What you will do - Count the lines below that hold "nightly". Give the number without comment.

Data extract -
>>

PR #1432, opened 2022-11-03
Added more transformDoc and remove tests

rjrudin:
Also added rest-tracer for easier debugging with the test user.

### DIFF
--- a/marklogic-client-api/src/main/java/com/marklogic/client/impl/TransformDefImpl.java
+++ b/marklogic-client-api/src/main/java/com/marklogic/client/impl/TransformDefImpl.java
@@ -1,12 +1,14 @@
 package com.marklogic.client.impl;
 
-import java.util.HashMap;
-import java.util.Map;
-
+import com.fasterxml.jackson.core.JsonProcessingException;
 import com.fasterxml.jackson.databind.ObjectMapper;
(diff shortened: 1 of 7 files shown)


rjrudin:
Addresses at least bugs 58101 and 58102

marklogic-client-api/src/main/java/com/marklogic/client/impl/TransformDefImpl.java
```diff
@@ -24,11 +26,36 @@ public StringBuilder exportAst(StringBuilder strb) {
         node.put("path", path);
         node.put("kind", kind);
         if (params != null) {
-            node.putPOJO("params", params);
+            node.putPOJO("params", prepareParamsDuringExport());
         }
         return strb.append(node);
     }
 
+    private Map<String, Object> prepareParamsDuringExport() {
```
rjrudin, line 34: @anu3990  @llinggit  @josvanroosmalen  I couldn't find a better way to do this. The user's map can contain a variety of values - strings, numbers, booleans, ObjectNode's, and now PlanColumn's. So Jackson's `putPOJO` method is very convenient. But that ran into a stack overflow error on the `PlanColumn` class. So I worked around this by first serializing the `PlanColumn` into a JSON string and then converting that back into an `ObjectNode`. Everything works fine with this approach, just seems hacky.

PR #1622, opened 2023-11-29
DEVEXP-650 Fixing search that includes metadata values

rjrudin:
Need to use "toString()" instead of "name()" so that "metadatavalues" is converted into "metadata-values". This works fine for reading documents but not for searching documents.

### DIFF
--- a/marklogic-client-api/src/test/java/com/marklogic/client/test/StringSearchTest.java
+++ b/marklogic-client-api/src/test/java/com/marklogic/client/test/StringSearchTest.java
@@ -20,6 +20,10 @@ import com.marklogic.client.ForbiddenUserException;
 import com.marklogic.client.ResourceNotFoundException;
 import com.marklogic.client.ResourceNotResendableException;
 import com.marklogic.client.admin.QueryOptionsManager;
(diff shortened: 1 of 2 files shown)


marklogic-client-api/src/test/java/com/marklogic/client/test/StringSearchTest.java
```diff
@@ -54,9 +58,24 @@ public static void beforeClass() {
...
+	  mgr.write("/metadata/test.xml",
+		  new DocumentMetadataHandle().withMetadataValue("hello", "world"),
+		  new StringHandle("<test>metadataabc</test>"));
+
+	  mgr.setMetadataCategories(DocumentManager.Metadata.METADATAVALUES);
+	  DocumentPage page = mgr.search(Common.client.newQueryManager().newStructuredQueryBuilder().term("metadataabc"), 1);
+	  while (page.hasNext()) {
+		  DocumentRecord record = page.next();
+		  assertEquals("/metadata/test.xml", record.getUri());
+	  }
```
BillFarber, line 73: Would it be worth asserting that the metadataValue was returned?

BillFarber (approved):

PR #1647, opened 2024-03-21
Adding back orderBy to some Optic tests

rjrudin:
These were removed as part of MLE-805 (formerly bug 60065) when these tests started failing on 11-nightly due to the orderBy. I added orderBy back and ran them on 11.1.0, 11-nightly, and 12-nightly, and they all passed.


BillFarber (approved):

rjrudin:
Merging this, as the one failing test is also failing on the develop branch, will fix that separately.

PR #1656, opened 2024-04-08
Fixes for regression failures on 12-nightly

rjrudin:
Also removed unused "CONTRIBUTING" file - we're using the one in the root directory.


anu3990 (approved):

rjrudin:
The test failure is an intermittent DMSDK failure, so ignoring.

PR #1661, opened 2024-05-01
Fixing bug where a 'naked' properties fragment cannot be written

rjrudin:
The check on content being null was overly restrictive, as v1/documents allows for null content. This may cause some other DMSDK test to fail, in which case that test will be modified as null content is allowable here.


BillFarber (approved):
pending test fix

BillFarber (approved):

<<

Problem solution - 2